*Work to be completed*.
Below are some records. Repeat exactly the lines from the one containing "Would probably help" through the final line.

*** Records shown Section Begins ***

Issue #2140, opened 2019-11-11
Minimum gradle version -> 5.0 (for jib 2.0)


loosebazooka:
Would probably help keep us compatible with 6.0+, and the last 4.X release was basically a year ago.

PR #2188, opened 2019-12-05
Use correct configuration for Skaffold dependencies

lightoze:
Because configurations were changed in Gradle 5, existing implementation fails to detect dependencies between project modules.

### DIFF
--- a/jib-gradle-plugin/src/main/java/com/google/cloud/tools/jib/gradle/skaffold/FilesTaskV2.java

*** Records shown Section Ends ***

*Answer for this exercise*.
Would probably help keep us compatible with 6.0+, and the last 4.X release was basically a year ago.

PR #2188, opened 2019-12-05
Use correct configuration for Skaffold dependencies

lightoze:
Because configurations were changed in Gradle 5, existing implementation fails to detect dependencies between project modules.

### DIFF
--- a/jib-gradle-plugin/src/main/java/com/google/cloud/tools/jib/gradle/skaffold/FilesTaskV2.java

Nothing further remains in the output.